▶ [Task instructions] Work through the data below and give the number of lines holding "window", nothing more.

Data extracted from a collection

PR #2948, opened 2025-02-05
Added drag-n-drop support for projects to startup page

k-dominik:
Going via the "open file" dialog always is a pain.

Also since I'm already touching files here: replaced twitter link with link to bluesky ❤️ 

Todos:

- [x] Add tests

### DIFF
--- a/ilastik/shell/gui/ilastikShell.py
+++ b/ilastik/shell/gui/ilastikShell.py
@@ -1,7 +1,7 @@
 # ##############################################################################
 #   ilastik: interactive learning and segmentation toolkit
 #
-#       Copyright (C) 2011-2014, the ilastik developers
+#       Copyright (C) 2011-2025, the ilastik developers
 #                                <team@ilastik.org>
 #
 # This program is free software; you can redistribute it and/or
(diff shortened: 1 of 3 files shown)


ilastik/shell/gui/ilastikShell.py
```diff
@@ -396,6 +396,51 @@ def handleAppletProgressImpl(self, index: int, percentage: int, cancelled: bool)
...
+            return
+        mimedata = a0.mimeData()
+        if mimedata is None:
+            return
+        # Only accept drag-and-drop events that consist of urls to local .ilp files.
+        if not mimedata.hasUrls():
+            return
+        urls = mimedata.urls()
+
+        if len(urls) != 1:
```
emilmelnikov, line 436: Wouldn't it be more convenient/forgiving to allow dropping multiple items, and just pick the first `.ilp` from the list? Maybe even allow to drop a folder, and search for a project file inside.

I could see this happening if e.g. someone likes to drag-select things in a file manager instead of just clicking.

Obviously, the tradeoff here is a potential confusion "What project did I open?.."

k-dominik: Hello @emilmelnikov, first of all thank you for looking into this!!

After reading your comment I thought about it and I would prefer this to be very predictable. If you drop a folder with multiple project files what would you expect? Would you follow the full tree?

The question is whether something more helpful should happen than what is implemented here (nothing, will not accept unsuitable drops). One could still take the drop and inform the user that only a single `.ilp` file can be dropped?

emilmelnikov: Yes, this is probably the best solution, since ilastik is used to analyze "serious" data. What if someone has two similar projects nearby and opens the wrong one?..

I've suggested this because I've seen some desktop apps allow you to DnD any files into a resource manager window, and adds only those that it recognizes.

k-dominik: Yes, I thought about different scenarios, too, the one you mention included. But this I expect only from applications that somehow have the concept of many files. For the softwares that have the concept of "projects" I wouldn't expect them to handle them. But yes, I'll warn if there were more than one project file :)

Issue #2925, opened 2024-10-28
MultiscaleDatasetBrowser accepts URIs that the backend cannot handle


btbest:
(Reported by @lorenzocerrone)

The problem stems from path handling. The multiscaleDatasetBrowser takes the full URI as given, and looks for `uri/.zattrs`. If that file contains a valid multiscale spec, it accepts it and shows the scales.

The backend instead splits the uri into external/internal path based on the `.zarr` extension, and checks for `externalPath/.zattrs`.

If `uri != externalPath`, this can lead to the GUI finding URIs valid that the backend then cannot handle. Most commonly, examples like `https://host.com/path/store.zarr/labels/nuclei`, where `/nuclei/.zattrs` is a valid multiscale spec (of the nuclei labels), but `/store.zarr/.zattrs` is e.g. a plate spec or just doesn't exist.

## Fix

Quick patch: split paths at extension in`OMEZarrStore` the same way `OpInputDataReader` does

Real fix: Support multiscales with arbitrary store roots

btbest:
This specific issue is fixed, so for now the front- and backend are in sync regarding what URIs they report as compatible.

In the current state, it's possible though for `OMEZarrStore` to become able to handle URIs with different schemes than the ones `OpInputDataReader` knows, which would lead to the same issue of the dialog reporting that it's fine, and then erroring when trying to add it to the project. Unlikely to happen (through inattentiveness, or backend package updates), but not impossible.

PR #2956, opened 2025-02-24
OME-Zarr: Sync front- and backend check for compatibility

btbest:
Tiny change that should have 0 functional impact.

This is to ensure that we don't get in a situation like https://github.com/ilastik/ilastik/issues/2925 again, where the multiscale URI selector dialog checks and confirms compatibility for a dataset, and then once the user clicks "Add to project", they get an error because the backend checks the compatibility differently.

By using the same function to check compatibility (`OMEZarrStore.is_uri_compatible`), whatever passes the dialog should also pass the backend.


k-dominik (approved):

btbest:
Actually should adjust the `URI_HINT` to reflect the supported schemes.

PR #2958, opened 2025-02-28
Quickfix: Same object size limits in tracking and oc

### LINKED ISSUE #2810: Tracking: Size filter max needs better default value
## Description

Undersegmented objects can get quite large. Our default max size filter setting in tracking (_Tracking_ applet) has a value of `10000`. There is also the one in the _Thresholding_ step, which has a higher default value. It would be better if these values would be in sync, at least in the beginning. With the current setup, users might _see_ objects (as in having a mask) that get filtered out during tracking (with a setting that is buried quite low in the ui, needs scrolling to on most screens).

k-dominik:
This commit sets the size filter initial values to the same ones than as in thresholding. Also same initial value in all tracking flavors.

Tracking reuses some elements from Object Classification. E.g. the thresholding applet. For the actual tracking there is another size-filter step, as there is one in thresholding, too. These don't necessarily need to be in sync, but it's better to start off that way.

fixes #2810

Ideally these values would come from a unique source to keep them in sync also in the future, but every time I look at tracking I think it's either complete rewrite or minimal fix...

### DIFF
--- a/ilastik/applets/thresholdTwoLevels/drawer.ui
+++ b/ilastik/applets/thresholdTwoLevels/drawer.ui
@@ -393,7 +393,7 @@
             </sizepolicy>
            </property>
            <property name="toolTip">
-            <string>Min object area in pixels. Cannot be higher than the max value of a 32-bit integer (2147483647).</string>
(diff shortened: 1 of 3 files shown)


btbest (approved):
lgtm

PR #2960, opened 2025-03-04
Fix show model name for models from ilp

k-dominik:
Tiny fix for a problem that I found just now when poking the workflow a bit more...

Previously, if a model loaded from ilp was not in the list of models from the zoo, the field would say "remove model". This commit fixes it by always setting the current text.


btbest (approved):
Wasn't sure how to test this, but apparently at the moment downloading the pytorch state dict of affable-shark directly from the zoo and loading the zip here works :D

PR #3055, opened 2025-08-14
Log data selection errors

btbest:
Tiny change for better debuggability. Noticed this because it made errors while working with multiscale datasets across roles hard to debug, but it's independent of that feature/fix.


btbest:
I agree :)

PR #3058, opened 2025-08-22
Lazyflow.Slot: Fix multi-input subslots not signalling unreadiness

btbest:
Closely related to #3057 (sorry it ended up two PRs, I only discovered this one now 🤦 ), but slightly different.

The new test illustrates the issue: The previous PR was about a higher-level slot not signalling its unreadiness when disconnecting.

This PR is about the higher-level slot not knowing when one of its subslots becomes unready.

There is still one further bug relating to higher-level slots that even this PR doesn't solve, illustrated by the below test. I'm leaving that one untouched because it's not necessary to make multiscale work - but happy to suggest a fix if we want it (this requires going a bit deeper into multi-slot value logic though).
```
def test_set_None_multi_input_sets_output_unready(graph):
    op = OpMultiInput(graph=graph)
    op.MultiInput.resize(1)
    op.MultiInput[0].setValue(True)
    assert op.Output.ready()
    op.MultiInput.setValue(None)
    assert op.MultiInput[0].value is None  # Fails. setValue did nothing instead of propagating to the subslot like it should
    assert not op.Output.ready()  # Doesn't get here of course, but if you remove the above assert, this also fails
```


btbest:
> As for the question about .setValue... This should probably not be possible on a multi-level slot and raise. There is .setValues, but it is required to be of the length of subslots.

I'd be on board with removing the logic for multislots inside `setValue` (propagating to subslots) and raising on `level > 0` instead.

> Currently resizing the input will not signal unreadyness, so one can end up in a state where Outerslot.ready() == False, but _sig_unready has not been fired...

I suppose I should have written "There is still _at least_ one further bug _that I know of_"... I'd be tempted to try to fix the two things we've found here now and see if anything breaks. In principle I see a chance this might fix some of the random SlotNotReadyErrors volumina can trigger when scrolling fast or switching applets.

PR #3061, opened 2025-08-28
  switch to qtpy - qt-api "agnostic" qt-python-bindings

k-dominik:
In order to prepare enabling/switching to Pyside6 (qt6!) I propose to go via qtpy. This enables us to switch qt apis more flexibly. I already tested volumina with Pyside6. With this PR, this does not require any code changes (tested python 3.13 with pyside6). Note that the qt bindings with this pr are still PyQt5.

builds on top of #3060 

Summary:

    * change all `PyQt5` import to `qtpy`
    * change use of `qApp` to `QApplication.instance()` (doesn't exist in pyside)
    * `PyQt5.QtCore.pyqtSignal` -> `qtpy.QtCore.Signal`
    * `PyQt5.QtCore.pyqtSlot` -> `qtpy.QtCore.Slot`
    * `sip.isdeleted` -> `not qtpy.compat.isalive`

Note: Should definitely be squash and merge for revertability.


btbest (approved):
I ran this + the volumina PR in a newly created env.

I tried loading and clicking through my demo project files in each workflow, interacted with a bunch of widgets and ran a couple of exports mostly randomly. I didn't find anything unusual.

We should do quite a thorough manual verification on the next release :)

PR #3063, opened 2025-08-28
Magic multiscales across roles

btbest:
Pretty-handling for multiscales in different roles:

- When there are several multiscales in different roles: Make sure switching scales in all of them at the same time works
- When there are several multiscales in different roles: Disable scale options that don't have a match in the other roles in the drop-down box
- When adding a new multiscale, but there is already a dataset in another role: Find a scale whose shape matches the other dataset's and preset it
- When adding a new dataset, but there is already a multiscale in another role: Check if that one has a scale that matches the new dataset, and switch it if it does

Feels a bit quick-and-dirty, but it's at least in a state that's worth having a look at...


btbest:
Hmm, looks like the new scale-disabling test might be flaky on mac :/ will have a look at that or maybe skip it

ilastik/applets/dataSelection/dataSelectionGui.py
```diff
@@ -669,6 +701,29 @@ def addMultiscaleDataset(self, roleIndex, laneIndex):
...
+            # Adding a multiscale to another role: switch to the scale that matches the dataset(s) in other role(s)
+            dataset_group = self.topLevelOperator.get_lane(laneIndex).DatasetGroupOut
+            for other_role_index, role_dataset_slot in enumerate(dataset_group):
+                if not role_dataset_slot.ready() or other_role_index == roleIndex:
+                    continue
+                shape_in_other_lane = dict(
+                    zip(role_dataset_slot.value.axistags.keys(), role_dataset_slot.value.laneShape)
+                )
+                try:
+                    info.switch_to_scale_with_shape(shape_in_other_lane)
```
k-dominik:
```suggestion
                shape_in_other_role = dict(
                    zip(role_dataset_slot.value.axistags.keys(), role_dataset_slot.value.laneShape)
                )
                try:
                    info.switch_to_scale_with_shape(shape_in_other_role)
```

tests/test_ilastik/test_applets/dataSelection/testDataSelectionGui.py
```diff
@@ -91,3 +93,80 @@ def test_locked_scale_select_does_not_trigger_gui_and_informs_user(
...
+    model, enabled, disabled = mismatching_model
+    table_view = DatasetDetailedInfoTableView(None)
+    table_view.setModel(model)
+    # Make sure qtbot window is big enough to `paint` also the Scale column
+    table_view.resize(1200, 300)
+    return prepare_widget(qtbot, table_view), enabled, disabled
+
+
+def test_scale_select_disables_scale_options_not_available_in_other_roles(
+    dataset_table_with_mismatching_roles, mock_gui, intercept_info_popup
```
k-dominik: Love them or hate them - fixtures. In any case, my LSP will never figure out the types of these things unless explicitly annotated (does yours?). Can't live without it anymore ;)

tests/test_ilastik/test_applets/dataSelection/testOpDataSelection.py
```diff
@@ -897,6 +903,47 @@ def test_scale_updates_dataset_info(self, op, datasetInfo):
...
+    like OpObjectExtraction._checkConstraints or the tagged-shape check in OpSimpleStacker (multicut)."""
+
+    Role1 = InputSlot()
+    Role2 = InputSlot()
+    Role3 = InputSlot()
+    Output = OutputSlot()
+
+    def __init__(self, *args, **kwargs):
+        super().__init__(*args, **kwargs)
+        self.setup_calls = 0
```
k-dominik: operators already track `._setup_count`, or does it fire too often for some reason?

ilastik/applets/dataSelection/opDataSelection.py
```diff
@@ -1016,6 +1058,12 @@ def propagateDirty(self, slot, subindex, roi):
         # Output slots are directly connected to internal operators
         pass
 
+    def _ensure_transaction_in_progress(self, *_):
+        # Setting scale while the op is fully ready is forbidden.
+        # Doing this will set scale on the internal OpDataSelection for each data role one by one,
+        # causing setupOutputs throughout the workflow with different data roles providing different data shape.
+        assert not self.ScaleChangeFinished.ready(), "must disconnect ScaleChangeFinished first before changing scale"
```
k-dominik: I like the pattern, but if you want to rely on it (and also I've seen you test this behavior) it should probably not be an assert, but raise a dedicated exception?

k-dominik (commented):
Not sure if I share your concern about this feeling "quick-and-dirty". Looks quite good, and solid tests, too. And I poked it in various ways but didn't manage to make it behave in an unexpected way.

You mentioned in one of your commit messages, that OC from Predictions would not raise if there is a mismatch in the Atlas role. It would be cool if you could add dataconstraint errors to remaining workflows to make this behavior uniform (Didn't check, but multicut has many secondary inputs).

tests/test_ilastik/test_applets/dataSelection/testDataSelectionGui.py
btbest: The typing doesn't work for me either :( I tried replacing the fixtures with plain functions, but it looks like qtbot doesn't render when it's used from inside the test instead of inside fixtures. Any idea how to fix that..?

tests/test_ilastik/test_applets/dataSelection/testOpDataSelection.py
btbest: Looks like it's fine 🙃 I vaguely remembered this might exist, but putting `setup_calls` there was quicker than looking for what it's called and checking whether it does what I need. Thanks for pointing it out 🎉

ilastik/applets/dataSelection/opDataSelection.py
btbest: AssertionError seemed appropriate, since this is supposed to be a "development-time" check. `DeveloperError` 😅 ?

tests/test_ilastik/test_applets/dataSelection/testDataSelectionGui.py
k-dominik: It sort of works when annotating the arguments. so here it would be something like 
```suggestion
    dataset_table_with_mismatching_roles: Tuple[DatasetDetailedInfoTableView, List[int], List[int]], mock_gui: mock.Mock, intercept_info_popup: mock.Mock
```
gives me the correct types inside the tests at least.

ilastik/applets/dataSelection/opDataSelection.py
k-dominik: Hmmm `NonTransactionSlotChange`? :D

PR #3068, opened 2025-09-09
Fix imports from PyQt5 -> qtpy

k-dominik:
Sad sad - this one slipped through the cracks of #3061 

should have been in:
1c39916ca3cce3d111b31f8bdea37ccbe15f3a16

No clue why `conda run` stopped working for running the tests, but it was consistent (of course not reproducible locally). So I changed it to invoking pytest directly, which seems to do the trick.


btbest:
Green CI so should be fine now?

▶ [The answer] 2